(Work task) Which of the lines below hold the word "fails"? Pull each of them out.

(Task material)
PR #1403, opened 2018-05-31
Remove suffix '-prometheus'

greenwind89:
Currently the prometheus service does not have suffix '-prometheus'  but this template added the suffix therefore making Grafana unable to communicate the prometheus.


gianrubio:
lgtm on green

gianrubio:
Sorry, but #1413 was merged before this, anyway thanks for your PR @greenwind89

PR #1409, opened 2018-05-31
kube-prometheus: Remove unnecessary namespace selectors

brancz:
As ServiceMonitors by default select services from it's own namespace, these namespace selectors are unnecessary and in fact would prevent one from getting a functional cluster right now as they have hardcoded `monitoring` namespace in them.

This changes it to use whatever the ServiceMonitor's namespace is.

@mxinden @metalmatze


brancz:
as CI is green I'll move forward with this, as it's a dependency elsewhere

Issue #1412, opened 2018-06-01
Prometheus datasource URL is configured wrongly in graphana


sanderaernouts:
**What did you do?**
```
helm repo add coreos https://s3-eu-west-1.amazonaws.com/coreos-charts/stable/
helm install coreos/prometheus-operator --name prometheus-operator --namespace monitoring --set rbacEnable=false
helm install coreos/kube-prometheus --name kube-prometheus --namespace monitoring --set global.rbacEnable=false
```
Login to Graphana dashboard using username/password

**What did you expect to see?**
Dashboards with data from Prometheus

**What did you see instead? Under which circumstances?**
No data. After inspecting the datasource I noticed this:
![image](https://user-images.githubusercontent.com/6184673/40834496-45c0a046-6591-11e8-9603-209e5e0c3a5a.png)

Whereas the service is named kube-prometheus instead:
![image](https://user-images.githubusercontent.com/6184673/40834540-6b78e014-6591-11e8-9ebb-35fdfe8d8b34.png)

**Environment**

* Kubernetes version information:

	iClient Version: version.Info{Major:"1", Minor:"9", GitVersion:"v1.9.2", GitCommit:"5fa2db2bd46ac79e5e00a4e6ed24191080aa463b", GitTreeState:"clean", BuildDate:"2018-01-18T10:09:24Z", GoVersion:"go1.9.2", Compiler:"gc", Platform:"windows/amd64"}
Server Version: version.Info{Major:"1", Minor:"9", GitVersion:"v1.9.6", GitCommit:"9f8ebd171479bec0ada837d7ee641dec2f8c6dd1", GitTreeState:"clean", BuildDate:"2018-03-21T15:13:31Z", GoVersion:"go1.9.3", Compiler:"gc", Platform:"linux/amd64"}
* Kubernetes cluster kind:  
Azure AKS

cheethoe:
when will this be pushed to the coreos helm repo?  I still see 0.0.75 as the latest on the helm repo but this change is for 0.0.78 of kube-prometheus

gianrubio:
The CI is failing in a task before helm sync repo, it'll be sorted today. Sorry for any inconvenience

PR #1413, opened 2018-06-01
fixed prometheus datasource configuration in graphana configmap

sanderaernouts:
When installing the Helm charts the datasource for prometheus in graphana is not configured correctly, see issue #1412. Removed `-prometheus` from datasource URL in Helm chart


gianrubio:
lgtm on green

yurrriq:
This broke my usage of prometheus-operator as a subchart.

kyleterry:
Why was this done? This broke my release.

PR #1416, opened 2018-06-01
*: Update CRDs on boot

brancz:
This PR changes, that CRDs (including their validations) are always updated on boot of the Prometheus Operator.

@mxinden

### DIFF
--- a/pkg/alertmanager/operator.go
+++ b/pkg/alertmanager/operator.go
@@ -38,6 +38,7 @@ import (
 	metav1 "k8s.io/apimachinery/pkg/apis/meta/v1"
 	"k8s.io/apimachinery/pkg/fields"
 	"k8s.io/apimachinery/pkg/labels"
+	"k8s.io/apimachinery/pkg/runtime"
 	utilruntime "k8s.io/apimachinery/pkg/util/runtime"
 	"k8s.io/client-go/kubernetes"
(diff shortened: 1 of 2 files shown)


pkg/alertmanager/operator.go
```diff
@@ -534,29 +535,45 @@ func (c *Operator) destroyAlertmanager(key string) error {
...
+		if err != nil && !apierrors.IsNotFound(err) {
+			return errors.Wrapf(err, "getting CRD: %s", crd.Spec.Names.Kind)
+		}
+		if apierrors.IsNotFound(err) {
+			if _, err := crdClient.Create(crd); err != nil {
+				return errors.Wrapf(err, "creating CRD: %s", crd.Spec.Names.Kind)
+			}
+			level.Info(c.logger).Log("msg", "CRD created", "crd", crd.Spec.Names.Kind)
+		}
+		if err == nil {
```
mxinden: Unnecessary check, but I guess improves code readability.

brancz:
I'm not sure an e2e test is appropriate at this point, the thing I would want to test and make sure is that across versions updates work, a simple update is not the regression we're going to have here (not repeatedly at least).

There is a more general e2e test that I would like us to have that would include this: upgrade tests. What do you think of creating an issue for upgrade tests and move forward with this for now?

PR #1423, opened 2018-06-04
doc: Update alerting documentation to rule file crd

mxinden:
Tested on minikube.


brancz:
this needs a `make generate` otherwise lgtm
---
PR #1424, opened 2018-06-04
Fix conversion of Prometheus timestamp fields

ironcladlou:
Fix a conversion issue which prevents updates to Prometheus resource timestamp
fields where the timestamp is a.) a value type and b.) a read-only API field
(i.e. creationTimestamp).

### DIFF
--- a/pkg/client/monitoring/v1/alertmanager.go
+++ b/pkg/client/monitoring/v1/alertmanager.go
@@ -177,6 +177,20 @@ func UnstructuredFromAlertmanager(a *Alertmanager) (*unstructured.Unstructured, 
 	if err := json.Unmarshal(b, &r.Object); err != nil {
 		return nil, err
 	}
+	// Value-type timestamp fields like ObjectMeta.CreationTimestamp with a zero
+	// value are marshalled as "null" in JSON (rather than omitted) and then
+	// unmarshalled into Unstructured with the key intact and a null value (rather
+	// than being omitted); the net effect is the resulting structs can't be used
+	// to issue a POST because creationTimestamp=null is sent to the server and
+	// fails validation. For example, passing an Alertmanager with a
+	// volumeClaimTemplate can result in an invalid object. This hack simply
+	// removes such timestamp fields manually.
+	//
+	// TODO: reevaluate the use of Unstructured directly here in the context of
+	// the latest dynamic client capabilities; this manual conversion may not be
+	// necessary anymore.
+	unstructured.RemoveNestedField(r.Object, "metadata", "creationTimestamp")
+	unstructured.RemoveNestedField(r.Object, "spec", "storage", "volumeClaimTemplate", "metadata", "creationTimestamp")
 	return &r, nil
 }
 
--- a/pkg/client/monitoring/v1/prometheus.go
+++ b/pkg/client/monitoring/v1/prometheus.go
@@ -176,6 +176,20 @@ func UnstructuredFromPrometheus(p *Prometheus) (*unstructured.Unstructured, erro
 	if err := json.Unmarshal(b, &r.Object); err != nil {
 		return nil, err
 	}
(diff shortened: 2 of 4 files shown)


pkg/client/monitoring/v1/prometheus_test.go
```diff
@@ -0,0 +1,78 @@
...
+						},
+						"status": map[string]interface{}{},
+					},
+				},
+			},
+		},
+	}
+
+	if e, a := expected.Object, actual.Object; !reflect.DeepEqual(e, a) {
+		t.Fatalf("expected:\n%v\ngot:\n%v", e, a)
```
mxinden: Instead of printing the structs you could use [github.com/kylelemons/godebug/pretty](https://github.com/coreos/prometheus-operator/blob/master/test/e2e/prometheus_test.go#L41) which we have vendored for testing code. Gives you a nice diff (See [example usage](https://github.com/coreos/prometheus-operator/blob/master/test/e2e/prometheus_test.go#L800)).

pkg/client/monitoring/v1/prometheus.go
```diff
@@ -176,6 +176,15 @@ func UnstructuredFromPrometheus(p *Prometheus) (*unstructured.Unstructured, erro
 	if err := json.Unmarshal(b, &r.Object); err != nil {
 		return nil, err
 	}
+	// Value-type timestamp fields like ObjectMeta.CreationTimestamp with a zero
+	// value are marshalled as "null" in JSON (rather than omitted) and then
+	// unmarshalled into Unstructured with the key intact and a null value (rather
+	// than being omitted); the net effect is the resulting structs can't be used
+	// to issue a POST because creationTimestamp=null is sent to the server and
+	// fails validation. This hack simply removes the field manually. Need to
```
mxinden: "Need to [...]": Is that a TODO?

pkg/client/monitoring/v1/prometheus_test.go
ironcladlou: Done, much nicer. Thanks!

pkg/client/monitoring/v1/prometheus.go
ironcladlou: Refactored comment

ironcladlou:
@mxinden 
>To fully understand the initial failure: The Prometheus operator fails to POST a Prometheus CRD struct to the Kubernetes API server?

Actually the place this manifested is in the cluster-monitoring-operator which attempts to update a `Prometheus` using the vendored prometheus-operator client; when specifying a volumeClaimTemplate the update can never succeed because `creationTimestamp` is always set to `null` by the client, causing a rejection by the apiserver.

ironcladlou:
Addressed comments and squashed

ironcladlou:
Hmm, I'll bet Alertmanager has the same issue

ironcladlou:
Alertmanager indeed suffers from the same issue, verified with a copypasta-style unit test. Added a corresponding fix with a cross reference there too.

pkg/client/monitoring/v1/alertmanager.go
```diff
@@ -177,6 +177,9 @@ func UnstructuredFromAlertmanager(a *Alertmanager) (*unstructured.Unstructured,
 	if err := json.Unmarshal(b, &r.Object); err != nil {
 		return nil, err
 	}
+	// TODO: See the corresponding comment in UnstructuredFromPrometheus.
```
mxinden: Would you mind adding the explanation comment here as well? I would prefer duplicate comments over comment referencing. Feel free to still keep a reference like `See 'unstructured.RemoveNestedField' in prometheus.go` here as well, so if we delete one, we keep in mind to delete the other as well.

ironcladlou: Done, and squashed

(Task solution)
+	// fails validation. For example, passing an Alertmanager with a
+	// fails validation. This hack simply removes the field manually. Need to
>To fully understand the initial failure: The Prometheus operator fails to POST a Prometheus CRD struct to the Kubernetes API server?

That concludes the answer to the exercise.